-------- The records

PR #704, opened 2026-05-13
perf: share child proof rx polynomials

LucidSamuel:
## Summary

Resolves the TODO at `proof/mod.rs:114` `Proof::as_child_stage_rx()` now clones `Arc` handles instead of deep-cloning 7 sparse polynomials per child (14 total per fuse call).

- `ChildStageRx` fields and bridge rx fields on `Proof`/`ProofBuilder` store `Arc<sparse::Polynomial<F, R>>` — `Clone` is a refcount bump
- `ProofBuilder` wraps polynomials in `Arc` at set time; bridge accessors return `&Arc<...>` so callers can `Arc::clone` for shared ownership
- Internal `Index` impls still return `&sparse::Polynomial` via `.as_ref()`
    — no API churn outside `ragu_pcd::proof`

also simplifies the trivial-proof self-child construction in `mod.rs:685`, which was deep-cloning the same  polynomials twice for left and right children.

----------------

[Try it] Repeat, word for word, the lines from the opening of the material through the line containing "no API churn".

[Task response]
PR #704, opened 2026-05-13
perf: share child proof rx polynomials

LucidSamuel:
## Summary

Resolves the TODO at `proof/mod.rs:114` `Proof::as_child_stage_rx()` now clones `Arc` handles instead of deep-cloning 7 sparse polynomials per child (14 total per fuse call).

- `ChildStageRx` fields and bridge rx fields on `Proof`/`ProofBuilder` store `Arc<sparse::Polynomial<F, R>>` — `Clone` is a refcount bump
- `ProofBuilder` wraps polynomials in `Arc` at set time; bridge accessors return `&Arc<...>` so callers can `Arc::clone` for shared ownership
- Internal `Index` impls still return `&sparse::Polynomial` via `.as_ref()`
    — no API churn outside `ragu_pcd::proof`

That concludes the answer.